A few mere micro-years ago, the title of this flash-article would have been considered bad clacking. That was before ‘clacking’ became the ordinary word for ‘writing’ — a fact-bundle which is hard to process for many intakers (formerly known as “readers”) who find it rough to project cyber-models of history which include anything pre-Gatesian, including pens and paper. The reality is that for centuries, the English language existed in a fragmented state with sub-dialects and localized “slang” as well as national and ethnic divergences.
At one time, right up through the late 21st century, for example, the British and American peoples were often jokingly referred to as a single people divided by a common language. Yestermorrow’s English was a language both soupy and mercurial; searching for an expert advice in matters of grammar and diction often resulted in as many different opinions as there were responders.
Yes, it is hard to belive that controversies of “dangling participles” or “split infinitives” actually dominated the attention of serious scholars and researches in those days when pen and paper kept the people of the world isolated and fed largely on the propaganda of mass-publishers and mass media outlets. That is at least partially why words like “yestermorrow” with its clever combination of past/future as connected phenomena proved beyond the ken of of our ancestors.
And, of course, changes in the English language have reprogrammed many of those still living to a deeper interface with language and with the way words impact our daily lives. Not long ago, “headlines” were the talk of the day, but our age of news-rings and byte-broadcasts allow the important events of the world and in your local areas to bring you instant awareness of what’s happening — and you don’t have to depend on a mega-media conglomerate to feed you information.
The medium is an important influence on language and most importantly on the English language which “came of age” in the early twentieth century as the much-needed proliferation of electronic and digital media overthrew the old molds of television, radio, and print.
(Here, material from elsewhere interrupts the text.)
PR #2323, opened 2017-02-14
Common post deployment routine

suwatch:
The objective is to provide common post deployment helper for various deployment engine (kudu and msdeploy).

These were early moves toward the globalization of English, but in retrospect they seem like baby-steps compared to todays standardized blend of Australian, British, and American dialects in English.
No longer “separated” by a common language but unified by “Internet” language, the differences between British, American, and Australian English still exist, and will never be completely eradicated, but these are now of interest mainly to linguistic specialists and historians, few in number and as obscure as they are traditional. So what lies ahead for language as the spread of micro-digital technology continues to impact all forms of communication? By staying true to the title of this article, let’s predict the future by examining the past.
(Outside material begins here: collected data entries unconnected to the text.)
PR #2333, opened 2017-02-22
OnePerRequestHttpModule -> SafeOnePerRequestHttpModule

nickwalkmsft:
Replacing OnePerRequestHttpModule with similar implementation that
does an extra null check to avoid exceptions on Linux/Mono.

### DIFF
--- a/Kudu.Services.Web/SafeOnePerRequestHttpModule.cs
+++ b/Kudu.Services.Web/SafeOnePerRequestHttpModule.cs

In an exciting but now dated study of the possibility of English as a global language, written by and published in the author states that the single most formidable barrier to any language emerging as a global language is that of political and cultural resistance: “Pressures arising out of the need to express community identity might disrupt the ability of English to function as a global language. Here, the chief scenario envisaged is one where the language fragments into mutually unintelligible varieties, in much the way that vulgar Latin did a millennium ago” (Crystal 2003, p. 24).
But these pressures have been almost completely debugged and with technology pushing it forward, English seems destined to become a world language, the first truly world language; a time is soon coming when nationalistic expressions of English such as those carried for centuries by nations such as Britain, Australia, and The United States are making room for the language of the world; fifty years from now, the will be no “owner” of the English language: “By that time, the only possible concept of ownership will be a global one” (Crystal 2003, p. 140).